To take a closer look at how to measure your algorithm processing time, please visit
http://nadeausoftware.com/articles/2008/03/java_tip_how_get_cpu_and_user_time_benchmarking#Timingataskusingwallclocktime

Saturday, August 1, 2009

Lesson 2 Summary

Please refer to the Lesson 2 Resource box on the right to download the Binary Search, Big-Oh Notation and FindSmallestItemApp.java.

In this lesson, we focus on algorithm development and algorithm analysis.

[ Algorithm Development ]

We devise a simple algorithm to find the smallest item in a item list array. You can refer to the codes in FindSmallestItemApp.java.

We have done a brief walkthrough on the Maximum Contiguous Subsequence Sum Problem.
Please refer to lecture slide 12 for the detailed description of the problem. Your homework is to devise an algorithm and share it with the class in the next lesson. Looking forward to see your first algorithm for this module. =)

[ Algorithm Analysis ]

The different loop used defines different computation cost (overhead). Actual Algorithm computation cost is number of iterations multiply by loop overhead and algorithm overhead (logic + arithmetic operations).

Algorithm computation cost = No of iterations * Loop Overhead * Algorithm Overhead

In Lesson 2, we used algorithm analysis to estimate the amount of resource(time, space) required by an algorithm. The gist of algorithm analysis is to estimate the efficiency level and effectiveness level of the algorithm.

We used Big-Oh notation to describe the complexity and measure the computation cost of an algorithm. Please bear in mind that the computation cost as derived from Big-Oh is an estimated one and is often over-estimated.

Efficiency of Algorithm

Reducing the complexity (no of iterations) in an algorithm will greatly improve the efficiency of the algorithm.

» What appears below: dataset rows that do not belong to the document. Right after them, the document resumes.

PR #470, opened 2023-06-16
Rewrite scraper flows using Prefect v2

smcclure17:
#468


can_tools/db_util.py
```diff
@@ -28,18 +29,15 @@ def fast_append_to_sql(
         raise ValueError(msg)
 
     with closing(engine.connect()) as con:
-
         if engine.dialect.name == "postgresql":
-            dest = (
```
smcclure17, line 33: changes necessary due to bumping psycopg to version 2.9x

services/prefect/deployment.py
```diff
@@ -0,0 +1,43 @@
...
+
+@main.command()
+@click.option(
+    "--choice",
+    "-c",
+    type=click.Choice(
+        ["all", "scraper", "clean-sql", "update-parquet", "github-pipeline-trigger"]
+    ),
+)
+def deploy_flows(choice: str):
```
smcclure17, line 27: allows us to deploy flows from the command line with `python -m services.prefect.deployment deploy-flows -c all`

services/prefect/flows/monitor_failing_scrapers.py
```diff
@@ -1,216 +0,0 @@
...
-from typing import Optional, List
-import datetime
-import dataclasses
-
-import requests
-import prefect
-from prefect import Flow, task
-from prefect.schedules import CronSchedule
-from prefect.tasks.secrets import PrefectSecret
-
```
smcclure17, line 11: This interacts with the old PrefectV1 graphQL API which has been replaced by a REST API

services/prefect/flows/utils.py
```diff
@@ -1,73 +0,0 @@
-import prefect
-from prefect.client import Client
-from prefect.engine.state import Skipped, State
-from prefect import Flow
-from typing import Optional, Set
-
-
-def skip_if_running_handler(obj, old_state, new_state):
```
smcclure17, line 8: No longer using these state handlers for simplicities sake. This means we won't be able to immediately tell when a flow has been "skipped" without looking at the task runs, which I think is fine

PR #471, opened 2023-06-27
Update Prefect services and documentation

smcclure17:


services/prefect/Makefile
```diff
@@ -1,18 +1,14 @@
 sync_services:
-	sudo mkdir -p /usr/lib/systemd/system/
```
smcclure17, line 2: Since we're using Prefect Cloud, we don't need our own server instance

Effectiveness of Algorithm

Improving the algorithm and accuracy/precision will help to improve the effectiveness of the algorithm.


[ Binary Search ]

Binary search is one type of algorithm that is commonly used in the computer science and engineering space. Please refer to the BinarySearch.ppt for better concept elucidation. Please also refer to the psuedocode and read Slide no 24 on the lecture slide for the Java code.